Though the apartments are less affordable than many existing residences in the neighborhood, Salas-Romer said he is conscious of the potential for gentrification. He hopes to employ neighborhood residents in the construction project and eventually in the coffee shop. And he worked closely with Ward 22 Alder Jeanette Morrison throughout the planning process, which began in earnest about six months ago.

Morrison said she is excited about Salas-Romer’s plans and has found him respectful and genuinely interested in working with the existing community.

“He wanted to know how could we best have people in the community involved in the project’s anticipated development and going forward,” Morrison said. “He has been a very good potential neighbor in regards to his communication with me.”

Salas-Romer has discussed his plans with members of the Dixwell Community Management Team, a group of residents who gather monthly to discuss neighborhood concerns.

He developed his plans for revitalization in anticipation of further development of Science Park, which was first founded in 1982 as a collaboration between Yale and New Haven. Yale has invested millions of dollars in the area, which now houses research labs, technology start-ups and biotech companies.

According to Morrison, both Salas-Romer and Yale’s approach is not shared by all developers, some of whom have seemed exclusively interested in profit.

She praised the Office of New Haven and State Affairs for communicating with Dixwell residents and seeking ways to involve local construction workers in the building of the new colleges.
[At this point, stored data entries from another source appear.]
PR #1234, opened 2017-03-22
Fix #1230. Fix word2vec reset_from bug in v1.0.1 and added unittest

### LINKED ISSUE #1230: 1.0.1 reset_from bug
code should be:

def reset_from(self, other_model):
        """
        Borrow shareable pre-built structures (like vocab) from the other_model. Useful
        if testing multiple models in parallel on the same corpus.
        """
        self.wv.vocab = other_model.wv.vocab
        self.wv.index2word = other_model.wv.index2word

Kreiswolke:
Fixed reset_from attribute bug in gensim 1.0.1 version.

### DIFF
--- a/gensim/test/test_word2vec.py
+++ b/gensim/test/test_word2vec.py
@@ -678,6 +678,13 @@ class TestWord2VecModel(unittest.TestCase):
     def testLoadOnClassError(self):
         """Test if exception is raised when loading word2vec model on instance"""
         self.assertRaises(AttributeError, load_on_instance)
+
+    def test_reset_from(self):
+        """Test if exception is raised when reset_from is used"""
+        model = word2vec.Word2Vec(sentences, min_count=1)
+        model2 = word2vec.Word2Vec(new_sentences, min_count=1)
+        self.assertRaises(AttributeError, model.reset_from(model2))
+
 #endclass TestWord2VecModel
 
 class TestWMD(unittest.TestCase):
--- a/gensim/test/test_word2vec.py
+++ b/gensim/test/test_word2vec.py
@@ -683,7 +683,10 @@ class TestWord2VecModel(unittest.TestCase):
         """Test if exception is raised when reset_from is used"""
         model = word2vec.Word2Vec(sentences, min_count=1)
         model2 = word2vec.Word2Vec(new_sentences, min_count=1)
-        self.assertRaises(AttributeError, model.reset_from(model2))
+        try:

George Clarke, president of the Greater New Haven Business & Professional Association, Inc., a Dixwell-based nonprofit that works to empower minority business owners, said that over the course of his 30 years at the non-profit, Yale has become more conscientious about working with residents of the neighborhoods that surround it.

“Lately it seems that the change has escalated to the point where Yale is sitting down meeting with community leaders of all types and saying, ‘How can we help?’ and ‘How can we do things better?’” Clarke said.

As Yale has poured money into Science Park, Vincent Yik, who owns Vinnie’s Food Store on Winchester Avenue, about two blocks from Salas-Romer’s new development, has reaped the benefits.

Since 2000, when he opened his convenience store, the neighborhood has transformed and his business has improved.

“I’m here everyday,” he said. “I can see the change. More people come from the Science Park offices.”

Yik said he was happy to hear of Salas-Romer’s plans — competition could strengthen his business, and attract more people to the neighborhood.

Even so, Melton described an attitude of anxiety among residents regarding the possibility that they could be displaced through large development projects catering to wealthier people. As an example, Melton recalled that a few years ago, his neighbors whispered a rumor that Yale planned to buy up their homes on Henry Street.

Salas-Romer hopes his development will appeal both to members of the Yale community, including graduate students and researchers at Science Park and neighbors with no Yale affiliation.

“One of the things that we like about the project in Ashmun, Munson and Henry is that it kind of closes [the gap between Yale and neighbors],” Salas-Romer said. “It’s like the center of this whole community that is being revitalized.”

Salas-Romer is also known for developing the Palladium Building at 139 Orange St., where one of his tenants is a branch of the G Cafe.